The African masks and Muslim influence

established in Côte d'Ivoire, but also in Ghana, the Ligbi, Islamized, however, were influenced by the Senufo tribal sculpture, since they instructed Senufo or Mande to carve their The Djimini, meanwhile, are Senoufo people living in the Dabakala region, which is why their masks linked to the do society, whose dances were generally supervised by the Ligbi, are marked by these reciprocal influences.

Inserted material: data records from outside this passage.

PR #16631, opened 2023-10-25
Replace Martian mutant gibstare ability with radiation blast

flappybatpal:
## About the PR 
Replaces the gibstare on Martian Mutants with the ability to cause radiation blasts (from rad storm).

## Why's this needed? 
I think having standard critters gib (not just kill) is a bit much.
Players learning about these critters have to get used to a very dangerous ability, this ability is also unique in that it gibs at range and all martians are carrying a 7 second stun retaliation ability.
The radiation blasts keep a "zone control" mechanic to the martians without being as lethal. Radiation is still fairly bad for you!

## Changelog 

```changelog
(u)Flappybat
(+)Martian Mutants gib ability has been swapped out for a radiation blast.
```

### DIFF
--- a/code/datums/abilities/critter/radiation_blast.dm
+++ b/code/datums/abilities/critter/radiation_blast.dm
@@ -1,0 +1,17 @@
+/datum/targetable/critter/radiationblast
+	name = "Radiation Blast"
+	desc = "Focus your psychic powers to unleash a concentrated blast of radiation at a spot."
+	cooldown = 100
+	disabled = FALSE
+	targeted = TRUE
+	target_anything = TRUE
+
+/datum/targetable/critter/radiationblast/cast(atom/target)
+	if (..())
+		return 1
+	if (disabled)
+		return
+	var/turf/T = get_turf(target)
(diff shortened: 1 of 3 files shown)


TobleroneSwordfish:
Do martians have rad resist? Otherwise this is probably going to lead to a lot of friendly fire.

UrsulaMejor:
Any way to make this a "psychic blast" using a subtype of the wave spawner so tinfoil hats can still do something?

Tarmunora:
Eh, this feels pretty off-theme

flappybatpal:
I'm going to go with adjusting this to a psychic damage AOE as suggested.

BatElite:
I think the gibstare is just about the only thing martians have going for them that sets them apart from a dozen critter types you just tank the damage while you melee them to death. It's good to have a critter with a real bastard ability just to keep even experienced folks on their toes.

Azrun:
I read this as "radiant burst" and was like "Oh wow, holy martians!"

Turns out I just no read good.

Issue #13585, opened 2023-04-06
Cooked bacon is thought of as raw.


goonstation-issuebot:
### Labels

[BUG][MINOR]

### Description

When bacon is cooked and eaten, you get text about how you shouldn't eat raw meat.

### Steps to reproduce

1. Cook bacon
2. Eat bacon
3. Get food poisoning

### Expected Behavior

for cooked bacon to not be thought of as raw.

### Additional Information & Screenshots

N/A

Reported by: Sonnzer
On server: Goonstation 3 Roleplay: Morty
Active test merges: nothing
Round log date: 2023-04-05-23-48
Reported on: 2023-04-06 01:14:14
Map: OSHAN

PR #16633, opened 2023-10-25
Bacon Fixes

gear-space:
[Catering][Bug]
## About the PR 
Makes bacon work as you'd expect: cooked bacon doesn't give food poisoning and pigs drop raw bacon instead of cooked bacon. 

Cooked bacon seems to be implemented a bit differently than other meat based food items. When cooked, bacon (/obj/item/reagent_containers/food/snacks/ingredient/meat/bacon) is still a meat ingredient. As a meat ingredient, it is inheriting its heal proc from /obj/item/reagent_containers/food/snacks/ingredient/meat, specifying that there’s a 33% chance (if you’re not a maneater) to get food poisoning. https://github.com/goonstation/goonstation/blob/78ac4e4ef4941059e76910a3433131ac054536d2/code/modules/food_and_drink/ingredients.dm#L20-L24

Note: If there's a better way to wrangle proc inheritance where you can specify the parent to inherit from (aka here going to /obj/item/reagent_containers/food/snacks/ingredient instead of /obj/item/reagent_containers/food/snacks/ingredient/meat) that might be cleaner? Otherwise a bacon refactor seems... intimidating. But if that's the more correct way to go, let me know.

## Why's this needed? 
Fixes https://github.com/goonstation/goonstation/issues/13585


code/modules/food_and_drink/ingredients.dm
```diff
@@ -19,7 +19,7 @@ ABSTRACT_TYPE(/obj/item/reagent_containers/food/snacks/ingredient)
 
 	heal(var/mob/living/M)
 		..()
-		if (!(istype(M, /mob/living/critter/plant/maneater)) && prob(33))
+		if (!(istype(M, /mob/living/critter/plant/maneater)) && !(src.name == "bacon") && prob(33))
```
TobleroneSwordfish, line 22: Name checks are incredibly brittle, for example labellers can modify the name directly. If you want cooked bacon to not inherit raw meat code then it probably shouldn't inherit from raw meat!

TobleroneSwordfish (changes requested):

gear-space:
Aww beans, didn't realize this would auto-update the PR. Ignore me for a bit while I double check this did what I intended.

code/modules/food_and_drink/ingredients.dm
TDHooligan: for what it's worth i think editing the superclass is the correct approach. making meat ingredients not explicitly poisonous (like giving meat ingredients a 'poisonous' var) makes sense given that both cooked and uncooked meats can be valid in the same cooking recipes. so you can just use a 'snacks/ingredient/bacon' check.

PR #16637, opened 2023-10-25
ABCU: Blueprint rework, QOL, whitelist bugfix

kbsmilk:
[QOL] [CODE QUALITY] [GAME OBJECTS]
## About the PR 
* Reworks blueprints. Old one was an obj that refs up to 1000 datums, gets used once, then discarded. Now, blueprints are a datum created on demand in the ABCU itself, which get left to GC upon replacement.
* Blueprints can be printed to share with other players, temporarily or permanently. This is a new obj that only stores the savefile's path. Clients can use it on the ABCU to load that savefile, or on themselves to copy that savefile to their ckey folder.
* File system-related procs were moved to be global, independent of datums, for organization and to facilitate usage by other code. 

* Whitelist and blacklist now work retroactively.
* Adds a little more logging.
* The terminal-like system used by the Blueprint Marker to select and manage savefiles, is gone. Replaced with searchable TGUI input lists across the board.
* The code quality of the blueprint marker is largely untouched, and still in need of fixing. I left this to atomize, but I'm open to merging it with this PR.

## Why's this needed? 
Less duplicate code. Less memory usage. Blueprint sharing is fun. +QOL. Paves the way for silicons being able to use the ABCU.
Unfortunately this PR turned out larger than expected, but I didn't want to leave anything unfinished, unpolished, or needlessly removed. 

## Changelog 

```changelog
(u)Smilg
(+)ABCU blueprint management streamlined. You can now print blueprints for other players to copy/save directly.
```


code/WorkInProgress/blueprints.dm
```diff
@@ -384,127 +385,338 @@
...
+// blacklist overrules whitelist
+#define BLACKLIST_OBJECTS list( \
+	/obj/disposalpipe/loafer, \
+	/obj/submachine/slot_machine/item, \
+	/obj/machinery/portable_atmospherics/canister, \
+)
+
+#define WHITELIST_TURFS list(/turf/simulated)
+
+/datum/abcu_blueprint
```
ZeWaka, line 521: can you move this to a different file than the abcu and all of this to the `modules/blueprints` folder or something? it's way due for organization

ZeWaka (changes requested):

code/WorkInProgress/blueprints.dm
kbsmilk: Im glad you asked. How much harder will that make the diff to read?

ZeWaka: it shouldn't, really

kbsmilk:
the diff was bad, the merge conflicts were bad, i think it made other devs groan. organizing this file is gonna get its own dedicated PR.

ZeWaka (approved):

pali6 (approved):

PR #16649, opened 2023-10-26
Fixes The TGUI Fatal Error TermOS Logo Art

Mister-Moriarty:
[UI] [Bug]

## About The PR:
Readds the correct spacing and indentation to the TermOS logo art that displays on TGUI error screens.


ZeWaka:
ty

Masked tradition, shared by the Djimini, was preserved to be manifested during the religious festivals of Eid al-Fitr and Eid el Kebir (sheep festival) accompanied by sacrifices and songs, and symbolizing in this way the breaking of fasting Just before the festivities, if necessary, the mask will be repainted and thus coated with koro, composed of burnt foliage whose ashes are mixed with palm oil. An enigmatic face with scarified eyelids and a pointed chin is surmounted by horns at the top of which a personage is erected. The horns are reminiscent of the siginkuru-ayna buffalo mask, the scene evoking the sacrificial beef associated with the image of the "ancient Muslim" Horingyo. Desiccation cracks.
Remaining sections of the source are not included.